PR #1788, opened 2022-02-22
no response page moved to parent dir due to common use.

velimd:
### Change description ###
image

```
[ ] Yes
[X] No
```


src/main/steps/no-response-yet/content.ts
```diff
@@ -0,0 +1,22 @@
+import { TranslationFn } from '../../app/controller/GetController';
+import { SWITCH_TO_SOLE_APPLICATION } from '../urls';
+
+const en = ({ partner }) => ({
+  title: `Your ${partner} has not yet responded`,
+  line1: `Your ${partner} has not yet responded. The quickest way to progress your application is to contact them and ask them to respond, if it’s safe to do so. They can still respond, even though the deadline has passed.`,
+  readMore: 'If you do not think they will respond',
+  line2: `If you think that your ${partner} will not respond then you can create a new ‘sole application’.`,
+  line3: `This means that you will submit the application on your own, and your ${partner} will respond to it after it has been submitted and checked by the court.`,
+  line4: `You can <a href="${SWITCH_TO_SOLE_APPLICATION}" class="govuk-link">create a new application here.</a>`,
```
benouaer, line 10: could the anchor tag be moved to the template?

src/main/steps/no-response-yet/get.test.ts
```diff
@@ -0,0 +1,52 @@
...
+  });
+
+  test('Should render the no response page with civil content', async () => {
+    const req = mockRequest();
+    const res = mockResponse();
+    res.locals.serviceType = DivorceOrDissolution.DISSOLUTION;
+    await controller.get(req, res);
+    const isDivorce = false;
+
+    expect(res.render).toBeCalledWith(expect.anything(), {
```
benouaer, line 40: is there a way to check the actual text displayed on the page?

src/main/steps/no-response-yet/get.ts
```diff
@@ -0,0 +1,9 @@
+import { GetController } from '../../app/controller/GetController';
+
+import { generateContent } from './content';
+
+export class NoResponseYetApplicationGetController extends GetController {
+  constructor() {
+    super(__dirname + '/template.njk', generateContent);
```
benouaer, line 7: not sure what's happening here

benouaer (approved):

src/main/steps/no-response-yet/get.ts
velimd: its just setting the controller up with the template location and content function. its either set it here or set it in routes.ts but having to import every content function and set the path for every page that isnt in the sequence file.

src/main/steps/no-response-yet/get.test.ts
velimd: we can match some content

velimd: the expect anything part is just the path to the template file, do we need to test that?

▶ **WORK INSTRUCTION**: Report how many lines in the data contain the word "responded", with no words besides the number.

▶ **RESPONSE FOR THIS EXERCISE**: 2